IEEE Trans Pattern Anal Mach Intell. 2016 Jan;38(1):14-29. doi: 10.1109/TPAMI.2015.2430335.
An important aspect of human perception is anticipation, which we use extensively in our day-to-day activities when interacting with other humans as well as with our surroundings. Anticipating which activities will a human do next (and how) can enable an assistive robot to plan ahead for reactive responses. Furthermore, anticipation can even improve the detection accuracy of past activities.
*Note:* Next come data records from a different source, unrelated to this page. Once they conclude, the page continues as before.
PR #1783, opened 2015-12-21
Rose bunch: evaluate environment varibles in settings and args

arjclark:
This allows rose bunch to evaluate environment variables passed through to its settings and args sections - particularly useful for how some of our suites are written. Adds in tests for this behaviour too.

@kaday please review 2


kaday:
Looks good to me and passes the test-battery, review2 done.

matthewrmshin:
Should use `rose.env.env_var_process` for consistency with other logic in Rose. The main problem is that `os.path.expandvars`:
* Does not fail on undefined environment variables, and leaves the string as-is - which can cause surprising behaviour.
* Does not handle backslash escape.

arjclark:
@matthewrmshin - done.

The challenge, however, is two-fold: We need to capture the rich context for modeling the activities and object affordances, and we need to anticipate the distribution over a large space of future human activities. In this work, we represent each possible future using an anticipatory temporal conditional random field (ATCRF) that models the rich spatial-temporal relations through object affordances. We then consider each ATCRF as a particle and represent the distribution over the potential futures using a set of particles. In extensive evaluation on CAD-120 human activity RGB-D dataset, we first show that anticipation improves the state-of-the-art detection results. We then show that for new subjects (not seen in the training set), we obtain an activity anticipation accuracy (defined as whether one of top three predictions actually happened) of 84.1, 74.4 and 62.2 percent for an anticipation time of 1, 3 and 10 seconds respectively. Finally, we also show a robot using our algorithm for performing a few reactive responses.
人类感知的一个重要方面是预测,我们在与他人以及周围环境互动时会广泛地运用这种能力。预测人类接下来会进行哪些(以及如何进行)活动,可以使辅助机器人提前计划做出反应。此外,预测甚至可以提高对过去活动的检测准确性。然而,这面临着两个挑战:我们需要捕捉丰富的上下文来建模活动和对象的可及性,我们需要预测未来人类活动在大空间中的分布。在这项工作中,我们使用预期的时间条件随机场(ATCRF)来表示每个可能的未来,该模型通过对象可及性来建模丰富的时空关系。然后,我们将每个 ATCRF 视为一个粒子,并使用一组粒子来表示潜在未来的分布。在对 CAD-120 人类活动 RGB-D 数据集进行的广泛评估中,我们首先表明,预测可以提高现有检测结果的性能。然后,我们展示了对于新的对象(未在训练集中看到),我们可以在 1、3 和 10 秒的预测时间内分别获得 84.1%、74.4%和 62.2%的活动预测准确率(定义为三个预测中是否有一个实际发生)。最后,我们还展示了机器人使用我们的算法执行一些反应性响应的情况。